Text-Vision Co-Instructed Image Editing

Existing image editing methods can be generally categorized into textual instruction-based and visual prompt-based ones. Textual instructions are semantically expressive, but are limited by the coarse granularity of spatial control of the editing results. In contrast, visual prompts such as drag and point can provide precise spatial guidance, but are limited by the inherent ambiguity in semantic intent. To unify the strength of textual and visual prompts, we present Text-Vision Co-Instructed Image Editing, which jointly models textual instructions as semantic intent and sparse visual instructions as spatial guidance, aiming to achieve precise and intent-faithful image manipulation. To this end, we first construct a textual-visual instruction paired dataset with more than 23K samples derived from dynamic videos, enabling aligned supervision for cross-modal instruction. We then propose TV-Edit, a Textual-Visual instruction unified Editing framework to contextualize drag or point-based visual instructions with image-text semantics and lift them into semantic-aware control representations for pretrained editing backbones.
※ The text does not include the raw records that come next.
PR #1934, opened 2017-03-09
[Core] Add support for Sdk imports to MSBuildProject

slluis:
It needs to be tested. Existing hacks to support Sdks should be removed before merging this.


mrward:
Made a change to the MSBuildEvaluationContext so the MSBuildSDKsPath property is defined. Otherwise ASP.NET Core projects do not load properly and have an invalid configuration error.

By integrating semantic intent and spatial constraints, TV-Edit leads to more precise spatial control, less instruction ambiguity, and stronger structural consistency than text-only or drag-based alternatives. Finally, we establish TV-Edit-Bench, a deliberately designed benchmark to evaluate semantic faithfulness, spatial alignment, and visual consistency with ground-truth references and controlled textual-visual variations for reliable assessment. Our experiments across multiple editing backbones demonstrate that TV-Edit consistently yields more precise and intent-faithful edits, significantly outperforming state-of-the-art instruction-based and drag-based baselines.

翻译：现有的图像编辑方法通常可分为基于文本指令和基于视觉提示两类。文本指令在语义表达上具有丰富性，但受限于对编辑结果空间控制的粗粒度；而拖拽或点选等视觉提示虽能提供精确的空间引导，却受限于语义意图的内在模糊性。为融合文本与视觉提示的优势，我们提出文本-视觉协同指导的图像编辑方法，该方法联合建模文本指令的语义意图与稀疏视觉指令的空间引导，旨在实现精确且符合意图的图像操作。为此，我们首先从动态视频中构建包含超过23K样本的文本-视觉指令配对数据集，为跨模态指令提供对齐监督。随后提出TV-Edit——一个文本-视觉指令统一的编辑框架，将拖拽或点选等视觉指令与图像-文本语义进行上下文关联，并将其转化为面向预训练编辑骨干的语义感知控制表征。通过整合语义意图与空间约束，TV-Edit相比纯文本或基于拖拽的替代方法，实现了更精确的空间控制、更低的指令歧义性以及更强的结构一致性。最后，我们建立精心设计的TV-Edit-Bench基准，用于评估语义忠实度、空间对齐度及视觉一致性，该基准通过真实参考图像与受控的文本-视觉变化实现可靠评估。在多个编辑骨干上的实验表明，TV-Edit始终生成更精确且符合意图的编辑结果，显著优于当前最先进的基于指令和基于拖拽的基线方法。